Post-secondary education draws employees and students from across the region. Campuses isolated from public transit have high proportions of auto commuters.
Municipal employees drive at higher rates than private sector employees and many work far from transit options, contributing to their car dependency.
Neighborhood centers have a mix of commercial and residential uses. Drivers in neighborhood centers where residential construction lags commercial development are "garage orphans" and need charging where they park: on the street.
Parks, public pools, cultural institutions (museums and science centers), stadiums, and other major institutions are leisure destinations that offer a good opportunity for EVSE exposure and top-off charging. These destinations may also have EV fleet charging needs.
Source: Curb enthusiasm: Deployment Guide for On-street Electric Vehicle Charging, 2018. Illustrations by Haisam Hussein.
Kettles says that governments will be leading the movement, even if only because of cost considerations. The upfront cost of EVs has been declining, and auto industry experts expect that new electric cars will soon be the same price as new gas-powered cars.

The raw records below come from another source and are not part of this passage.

PR #2989, opened 2021-06-30
File Based Server Configuration Support

nvaishampayan517:
## Overview

Description:
Adds support for loading server configuration from a configuration file using the Java Properties Class. Changes ServerContext to utilize a new ServerConfiguration object to store config options over the previous Docopts map. Backwards compatible with previous CLI options.

Why should this be merged: 
Adds functionality to use configuration files for Corfu Server, and sets up framework for moving away from DocOpts CLI parsing.

- [ ] Public API has Javadoc


infrastructure/src/main/java/org/corfudb/infrastructure/BaseServer.java
```diff
@@ -42,7 +42,7 @@
 
     public BaseServer(@Nonnull ServerContext context) {
         serverContext = context;
-        executor = serverContext.getExecutorService(serverContext.getBaseServerThreadCount(), "baseServer-");
```
nvaishampayan517, line 45: @Maithem are the thread prefixes always hardcoded, or should they use the getPrefix option from CLI args

infrastructure/src/main/java/org/corfudb/infrastructure/ServerContext.java
```diff
@@ -667,16 +628,10 @@ public Layout copyManagementLayout() {
...
-        final int numThreads = requestedThreads == 0
-                ? Runtime.getRuntime().availableProcessors() * 2
-                : requestedThreads;
-        EventLoopGroup group = getChannelImplementation().getGenerator()
-            .generate(numThreads, threadFactory);
+        EventLoopGroup group = configuration.getChannelImplementation().getGenerator().generate(configuration.getNumIOThreads(), threadFactory);
 
         log.info("getWorkerGroup: Type {} with {} threads",
-                group.getClass().getSimpleName(), numThreads);
+                group.getClass().getSimpleName(), configuration.getNumIOThreads());
```
nvaishampayan517, line 634: @Maithem is this the correct Thread type

infrastructure/src/main/java/org/corfudb/infrastructure/ServerContext.java
```diff
@@ -690,16 +645,10 @@ public Layout copyManagementLayout() {
...
-        final int numThreads = requestedThreads == 0
-            ? Runtime.getRuntime().availableProcessors() * 2
-            : requestedThreads;
-        EventLoopGroup group = getChannelImplementation().getGenerator()
-            .generate(numThreads, threadFactory);
+        EventLoopGroup group = configuration.getChannelImplementation().getGenerator().generate(6, threadFactory);
 
         log.info("getClientGroup: Type {} with {} threads",
-            group.getClass().getSimpleName(), numThreads);
+            group.getClass().getSimpleName(), 6);
```
nvaishampayan517, line 651: @Maithem this hardcode was in the previous commit, will revert to master during cleanup

infrastructure/src/main/java/org/corfudb/infrastructure/configuration/ServerConfiguration.java
```diff
@@ -0,0 +1,667 @@
...
+        conf.setLogLevel((String) opts.getOrDefault("--log-level", "INFO"));
+        conf.setCompactRate(Integer.parseInt((String) opts.getOrDefault("--compact", "60")));
+        conf.setPluginConfigFilePath((String) opts.get("--plugin"));
+        conf.setNumBaseServerThreads(Integer.parseInt((String) opts.get("--base-server-threads")));
+        conf.setLogSizeQuota(Double.parseDouble((String) opts.getOrDefault("--log-size-quota-percentage", "100.0")));
+
+        //TODO(NEIL): double check
+        conf.setNumLogUnitWorkerThreads(Integer.parseInt((String) opts.getOrDefault("--logunit-threads", "4")));
+        conf.setNumLayoutServerThreads(Integer.parseInt((String) opts.getOrDefault("--management-server-threads", "4")));
+        conf.setNumIOThreads(Integer.parseInt((String) opts.getOrDefault("--Threads", "4")));
```
nvaishampayan517, line 159: @Maithem are these thread counts of the correct type?

infrastructure/src/main/java/org/corfudb/infrastructure/LogUnitServer.java
```diff
@@ -135,23 +130,23 @@ public LogUnitServer(ServerContext serverContext) {
      */
     public LogUnitServer(ServerContext serverContext, LogUnitServerInitializer serverInitializer) {
         this.serverContext = serverContext;
-        config = LogUnitServerConfig.parse(serverContext.getServerConfig());
-        executor = serverContext.getExecutorService(serverContext.getLogUnitThreadCount(), "LogUnit-");
+        executor = serverContext.getExecutorService(serverContext.getConfiguration().getNumLogUnitWorkerThreads(),
```
xnull, line 133: when you pass an object which has side effects and/or communicates to the external world or keeps some state, it affects your code and makes it harder to write tests to keep the code flexible and loosely coupled. 

That was the motivation for passing a config instead of a bigger and quite heavy serverContext object.

Next time when you'll need to write a unit test for LogUnitServer, it will be more complicated to do that if you'd use serverContext.

xnull: So, would be great to have only necessary dependencies in the classes

nvaishampayan517: got it, so capture snapshot of necessary attributes as the config object in the tests, and pass that state around?

xnull: In this case, probably you'll need to create an additional constructor, which seems outside of the scope.
Sorry, if there any confusion from my previous comments :) I thought LogUnitServer used a config in its constructor

infrastructure/src/main/java/org/corfudb/infrastructure/LogUnitServer.java
```diff
@@ -598,20 +562,18 @@ StreamLog buildInMemoryStreamLog() {
             return new InMemoryStreamLog();
         }
 
-        StreamLog buildStreamLog(@Nonnull LogUnitServerConfig config,
-                                 @Nonnull ServerContext serverContext) {
-            return new StreamLogFiles(serverContext, config.isNoVerify());
+        StreamLog buildStreamLog(@Nonnull ServerContext serverContext) {
```
xnull, line 565: There are two "god" objects in Corfu: CorfuRuntime and ServerContext. It would be great to try to avoid using them. 
As I mentioned earlier that's why I have created those small immutable config files like LogUnitServerConfig. It helps keep code flexible

chetangudisagar:
Great PR! Also, make a note to fix the static code analysis errors reported by Codacy.
https://app.codacy.com/gh/CorfuDB/CorfuDB/pullRequest?prid=7686438.

nvaishampayan517:
> Great PR! Also, make a note to fix the static code analysis errors reported by Codacy.
> https://app.codacy.com/gh/CorfuDB/CorfuDB/pullRequest?prid=7686438.

Are all Codacy warnings required to be changed? For the LogUnitServerTest, I've left the config class in so that future tests can use the lightweight class to pass around parameters. Is it sufficient to just comment out those lines?

xcchang (commented):
Looks great! Left some minor comments. I have another concern is I noticed lots of usage with this pattern `servercontext.getConfiguration.get____`. As @xnull mentioned, it might be too heavy and could have potential issues to pass ServerContext everywhere. Some of them are from legacy code and beyond the scope of this PR, so might be good to optimize this in a future PR I think.

infrastructure/src/main/java/org/corfudb/infrastructure/LogUnitServer.java
xcchang: For unit tests, as those in `infrastructure/LogUnitServerTest`, we already decoupled it using mocks, so might not be a problem for adding more unit tests. But yeah I agree that passing ServerContext is too heavy and might have potential problems.

infrastructure/src/main/java/org/corfudb/infrastructure/LayoutServer.java
```diff
@@ -68,6 +70,7 @@
 //TODO Finer grained synchronization needed for this class.
 //TODO Need a janitor to cleanup old phases data and to fill up holes in layout history.
 @Slf4j
+@NotThreadSafe
```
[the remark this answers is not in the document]
nvaishampayan517: I believe that maithem made the class be single threaded execution to avoid the overhead in having all of its methods being synchronized. Thus the class would not be threadsafe since the methods are not monitored.

infrastructure/src/main/java/org/corfudb/infrastructure/LogUnitServer.java
```diff
@@ -594,27 +594,25 @@ public static LogUnitServerConfig parse(Map<String, Object> opts) {
...
-                                 @Nonnull ServerContext serverContext) {
-            return new StreamLogFiles(serverContext, config.isNoVerify());
+        public StreamLog buildStreamLog(@Nonnull ServerContext serverContext) {
+            return new StreamLogFiles(serverContext);
         }
 
-        LogUnitServerCache buildLogUnitServerCache(@Nonnull LogUnitServerConfig config,
-                                                   @Nonnull StreamLog streamLog) {
-            return new LogUnitServerCache(config, streamLog);
+        public LogUnitServerCache buildLogUnitServerCache(@Nonnull StreamLog streamLog,
```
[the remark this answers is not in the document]
nvaishampayan517: This change was to fix the static codacy issues, which didn’t like the package private default scope.

infrastructure/src/main/java/org/corfudb/infrastructure/configuration/ServerConfiguration.java
```diff
@@ -0,0 +1,717 @@
...
+
+    public ServerConfiguration setThreadPrefix(String threadPrefix) {
+        setProperty(THREAD_PREFIX, threadPrefix);
+        return this;
+    }
+
+    public String getThreadPrefix() {
+        return getString(THREAD_PREFIX, DEFAULT_THREAD_PREFIX);
+    }
+
```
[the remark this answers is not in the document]
nvaishampayan517: I have this method for consistency with the current CLI options, which has an option to specify thread prefix.

infrastructure/src/main/java/org/corfudb/infrastructure/CorfuServer.java
```diff
@@ -303,42 +292,41 @@ private static void startServer(Map<String, Object> opts) {
      * - pick the correct logging level before outputting error messages
      * - add serverEndpoint information
      *
-     * @param opts command line parameters
+     * @param conf Server Configuration parameters
      * @throws JoranException logback exception
```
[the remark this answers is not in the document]
nvaishampayan517: looking into the source of the imports, I don't see where this exception can be thrown, so I'll remove it.

infrastructure/src/main/java/org/corfudb/infrastructure/CorfuServer.java
```diff
@@ -303,42 +292,41 @@ private static void startServer(Map<String, Object> opts) {
...
 
-        File serviceDir = new File((String) opts.get("--log-path"));
-
-        if (!serviceDir.isDirectory()) {
-            log.error("Service directory {} does not point to a directory. Aborting.",
-                    serviceDir);
-            throw new UnrecoverableCorfuError("Service directory must be a directory!");
+        File parentDir = new File(conf.getServerDir());
+        if (!parentDir.isDirectory()) {
+            throw new UnrecoverableCorfuError("Service path " + conf.getServerDir() + " must be a directory!");
```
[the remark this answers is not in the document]
nvaishampayan517: Sounds good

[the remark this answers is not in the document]
nvaishampayan517: Sounds good

infrastructure/src/main/java/org/corfudb/infrastructure/LogUnitServer.java
```diff
@@ -572,18 +572,18 @@ void prefixTrim(long trimAddress) {
...
 
             return LogUnitServerConfig.builder()
                     .cacheSizeHeapRatio(cacheSizeHeapRatio)
                     .maxCacheSize((long) (Runtime.getRuntime().maxMemory() * cacheSizeHeapRatio))
-                    .memoryMode(Boolean.parseBoolean(opts.get("--memory").toString()))
-                    .noVerify((Boolean) opts.get("--no-verify"))
-                    .noSync((Boolean) opts.get("--no-sync"))
+                    .memoryMode(conf.isInMemoryMode())
+                    .noVerify(!conf.getVerifyChecksum())
+                    .noSync(!conf.getSyncData())
```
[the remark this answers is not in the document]
nvaishampayan517: The idea was to have the class available for future PRs in which we could optimize out the serverContext args.

infrastructure/src/main/java/org/corfudb/infrastructure/CorfuServer.java
```diff
@@ -303,42 +292,42 @@ private static void startServer(Map<String, Object> opts) {
...
+    private static void createServiceDirectory(ServerConfiguration conf) {
+        if (conf.isInMemoryMode()) {
             return;
         }
 
-        File serviceDir = new File((String) opts.get("--log-path"));
-
-        if (!serviceDir.isDirectory()) {
+        File parentDir = new File(conf.getServerDir());
+        if (!parentDir.isDirectory()) {
```
xnull, line 314: `isFile()` ?

xnull: Would be great if you'd use `Path` instead of file

infrastructure/src/main/java/org/corfudb/infrastructure/ServerContext.java
```diff
@@ -155,49 +151,32 @@
...
 
         // Setup the netty event loops. In tests, these loops may be provided by
         // a test framework to save resources.
-        final boolean providedEventLoops =
-                 getChannelImplementation().equals(ChannelImplementation.LOCAL);
 
-        if (providedEventLoops) {
-            clientGroup = getServerConfig(EventLoopGroup.class, "client");
-            workerGroup = getServerConfig(EventLoopGroup.class, "worker");
+        if (conf.getChannelImplementation().equals(ChannelImplementation.LOCAL)) {
```
xnull, line 165: please use `==` instead of equals

infrastructure/src/main/java/org/corfudb/infrastructure/CorfuServer.java
nvaishampayan517: I don't think isFile() is appropriate here, because we only want to succeed if the parentDir exists and is a directory. If we used isFile() instead of !isDir(), we would succeed even if the dir does not exist.

Also, the Path class doesn't provide isDir() method to check the condition.

infrastructure/src/main/java/org/corfudb/infrastructure/CorfuServer.java
```diff
@@ -1,14 +1,13 @@
 package org.corfudb.infrastructure;
 
-import static org.corfudb.util.NetworkUtils.getAddressFromInterfaceName;
-
 import ch.qos.logback.classic.Level;
 import ch.qos.logback.classic.Logger;
 import ch.qos.logback.classic.LoggerContext;
 import ch.qos.logback.core.joran.spi.JoranException;
```
zfrenette, line 6: This appears unused now.

infrastructure/src/main/java/org/corfudb/infrastructure/configuration/ServerConfiguration.java
```diff
@@ -0,0 +1,722 @@
...
+
+
+
+    public static ServerConfiguration getServerConfigFromFile(String configFilePath) {
+        FileInputStream configFileStream;
+        Properties configProperties = new Properties();
+
+        try {
+            configFileStream = new FileInputStream(configFilePath);
```
zfrenette, line 117: This can be wrapped in a try-with-resources block, or alternatively,  it can be closed explicitly in a finally clause.

infrastructure/src/main/java/org/corfudb/infrastructure/configuration/ServerConfiguration.java
```diff
@@ -0,0 +1,722 @@
...
+            } else {
+                log.warn("Encountered unknown option: {}", key);
+            }
+        }
+
+        return applyServerConfigurationOptions(configProperties);
+    }
+
+    private static Map<String, String> getOptionsToPropertiesMapping() {
+        Map<String, String> mapping = new Hashtable<>();
```
zfrenette, line 234: Does this table need synchronization safety, or can it just be a `HashMap`?

infrastructure/src/main/java/org/corfudb/infrastructure/configuration/ServerConfiguration.java
```diff
@@ -0,0 +1,722 @@
...
+    }
+
+    public int getHandshakeTimeout() {
+        return getInt(HANDSHAKE_TIMEOUT, Integer.parseInt(DEFAULT_HANDSHAKE_TIMEOUT));
+    }
+
+    public ServerConfiguration setMetadataRetention(int numFiles) {
+        if (numFiles < 1) {
+            throw new IllegalArgumentException("Max number of metadata files to retain must be greater than 0.");
+        }
```
zfrenette, line 363: Is it worth adding a similar check in other places in this class where we expect integer parameters to satisfy certain constraints?

infrastructure/src/main/java/org/corfudb/infrastructure/configuration/ServerConfiguration.java
```diff
@@ -0,0 +1,722 @@
...
+    }
+
+    public static ServerConfiguration getServerConfigFromMap(Map<String, Object> opts) {
+        Properties configProperties = new Properties();
+        //in the future, if more formats need to be supported, this mapping can be passed as a parameter
+        Map<String, String> optionsToPropertiesMapping = getOptionsToPropertiesMapping();
+        Set<String> flags = ImmutableSet.of("--memory", "--single", "--enable-tls",
+                "--enable-tls-mutual-auth","--enable-sasl-plain-text-auth", "--metrics");
+        Set<String> inverseFlags = ImmutableSet.of("--no-verify", "--no-sync", "--no-auto-commit");
+        for (String key : opts.keySet()) {
```
zfrenette, line 212: Since you are utilizing both key and value in this loop, why not iterate over the key-value-pair set instead of just the key set?

infrastructure/src/main/java/org/corfudb/infrastructure/configuration/ServerConfiguration.java
```diff
@@ -0,0 +1,722 @@
...
+    }
+
+    public ServerConfiguration setThreadPrefix(String threadPrefix) {
+        setProperty(THREAD_PREFIX, threadPrefix);
+        return this;
+    }
+
+    public String getThreadPrefix() {
+        return getString(THREAD_PREFIX, DEFAULT_THREAD_PREFIX);
+    }
```
zfrenette, line 699: It doesn't seem like this method is used anywhere. Can it be removed?

infrastructure/src/main/java/org/corfudb/infrastructure/LogUnitServer.java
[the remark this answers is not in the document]
nvaishampayan517: Good idea, I'll add a comment.

infrastructure/src/main/java/org/corfudb/infrastructure/LogUnitServer.java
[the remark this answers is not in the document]
nvaishampayan517: That's a good idea, since they were package-private before. However, making them protected would prevent any IT's from using these methods. Do we know that these methods won't be used in IT's in the future?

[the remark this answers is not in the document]
zfrenette: I don't believe so. I had added this class to facilitate the injection of mocks in unit tests.

infrastructure/src/main/java/org/corfudb/infrastructure/configuration/ServerConfiguration.java
nvaishampayan517: I believe that the values of these properties are checked in their usages.

test/src/test/java/org/corfudb/infrastructure/log/StreamLogFilesTest.java
```diff
@@ -370,6 +373,7 @@ public void testStreamLogDataCorruption() throws Exception {
 
         final int OVERWRITE_BYTES = 4;
 
+        String logDir = getContext().getConfiguration().getLogDir();
```
zfrenette, line 376: Since `getContext()` allocates a new `ServerContext`, can it be reused instead of creating multiple copies in the same test?

infrastructure/src/main/java/org/corfudb/infrastructure/CorfuServerNode.java
```diff
@@ -97,12 +98,17 @@ public CorfuServerNode(@Nonnull ServerContext serverContext,
      * Start the Corfu Server by listening on the specified port.
      */
     public ChannelFuture start() {
+        String host = serverContext.getConfiguration().getHostAddress();
+        String interfaceToBind = serverContext.getConfiguration().getNetworkInterface();
+        if (interfaceToBind != null) {
+            host = NetworkUtils.getAddressFromInterfaceName(interfaceToBind);
+        }
```
zfrenette, line 105: Maybe this can be moved to `ServerConfiguration` class when built? Or is there a need for these to remain separate? I noticed that this check is not performed in `NettyLogReplicationServerChannelAdapter::startServer`.

zfrenette (commented):
Looks good. Just some minor questions/comments.

test/src/test/java/org/corfudb/infrastructure/ServerContextBuilder.java
```diff
@@ -13,93 +14,82 @@
...
+                .setSequencerCacheSize(seqCache)
+                .setLogSizeQuota(logSizeLimitPercentage)
+                .setStateTransferBatchSize(batchSize)
+                .setMetadataRetention(retention);
         if (logPath != null) {
-         builder.put("--log-path", logPath);
+            conf.setServerDirectory(logPath);
         }
-        if (managementBootstrapEndpoint != null) {
-            builder.put("--management-server", managementBootstrapEndpoint);
```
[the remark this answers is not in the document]
nvaishampayan517: This param is not in the current Docopt String in master. Maybe Security.md is outdated?

infrastructure/src/main/java/org/corfudb/infrastructure/ServerContext.java
```diff
@@ -667,16 +600,10 @@ public Layout copyManagementLayout() {
...
                 .build();
 
-        final int requestedThreads =
-                Integer.parseInt(getServerConfig(String.class, "--Threads"));
-        final int numThreads = requestedThreads == 0
-                ? Runtime.getRuntime().availableProcessors() * 2
-                : requestedThreads;
-        EventLoopGroup group = getChannelImplementation().getGenerator()
-            .generate(numThreads, threadFactory);
+        EventLoopGroup group = configuration.getChannelImplementation().getGenerator().generate(configuration.getNumIOThreads(), threadFactory);
```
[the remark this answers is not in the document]
nvaishampayan517: I think that was an overlooked change, adding it back.

test/src/test/java/org/corfudb/infrastructure/log/StreamLogFilesTest.java
nvaishampayan517: I think that it is present to keep separate tests in the class independent from each other, in case some future test added needs to modify the configuration.

infrastructure/src/main/java/org/corfudb/infrastructure/CorfuServerNode.java
nvaishampayan517: The check is already performed in `ServerConfiguration`:
`String networkInterfaceName = configProperties.getProperty(NETWORK_INTERFACE);
        String address = configProperties.getProperty(HOST_ADDRESS);
        if (networkInterfaceName != null) {
            conf.setHostAddress(getAddressFromInterfaceName(networkInterfaceName));
            conf.setNetworkInterface(networkInterfaceName);
            conf.setBindToAllInterfaces(false);
        } else if (address == null) {
            // Default the address to localhost and set the bind to all interfaces flag to true,
            // if the address and interface is not specified.
            conf.setBindToAllInterfaces(true);
            conf.setHostAddress("localhost");
        } else {
            // Address is specified by the user.
            conf.setHostAddress(address);
            conf.setBindToAllInterfaces(false);
        }`
Removing redundant check.

test/src/test/java/org/corfudb/infrastructure/log/StreamLogFilesTest.java
zfrenette: I agree that each test should call this method for the reason you mention, but some tests call `getContext` multiple times.

nvaishampayan517: Oh got it, you're suggesting creating a local variable in the test method.

zfrenette (approved):

xnull (approved):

Significantly, the maintenance costs for EVs are lower than gas-powered vehicles. That means governments will soon have an obligation to buy them, Nettles says. "The total cost of ownership is going to be dramatically lower than a regular vehicle, and so the fiduciary responsibility of the businesses and the government is going to drive them to getting these vehicles," he says. "You're using taxpayer money or you're using stockholder money. You have to use it in the most efficient and effective way. That's coming, and when it does, it's going to come hard and fast."
Joel Levin, the executive director of Plug In America, a group that advocates for the adoption of EVs, says cities and states have another economic incentive to promote a switch to EVs, because many of them are built locally. States like California, Nevada, and Tennessee all produce EVs. Georgia just reached an agreement to become a major source of the batteries that will go into those vehicles.
Plug In America has catalogued the many different approaches that states and cities have taken to promote EVs, but Levin stresses that governments need to model the behavior they want to see in others.
"You better have charging at city hall and at major city facilities. If you don't, you're going to look like a dinosaur pretty quickly," he says. Top officials with city-issued vehicles, like the mayor and city council members, should have EVs. "That models the story you're trying to tell. If the city council is all driving around in Suburbans, that doesn't really tell the story of people converting to EVs."
It's not enough just to buy EVs. City leaders need to bring people along by educating staff about the new vehicles (including test drives) and hosting public events to build excitement, Levin adds. "If your city is going to invest in a big fleet of EVs for the police department, you better make sure that people are bought into it, or else they're going to sit and gather dust."
In Los Angeles, Bonstin says the city and other local governments in the area are pushing the switch to EVs every way they can, including moving its own fleet to electric vehicles. LA already has 900 EVs and has worked with other cities to give it more leverage with automakers to produce more. Local transit agencies are planning to switch their vehicles to electric by the end of the decade, too.
The city now has 10,000 commercial EV charging stations, a milestone it reached in January, two years ahead of a goal set by Mayor Eric Garcetti, thanks in part to a rebate program from the city. City agencies have installed more than 1,300 chargers on their own, including more than 400 that are integrated with streetlights.
"A key tenet of our sustainability plan is that we lead with [the conversion]," Bonstin says, "and I think we did that."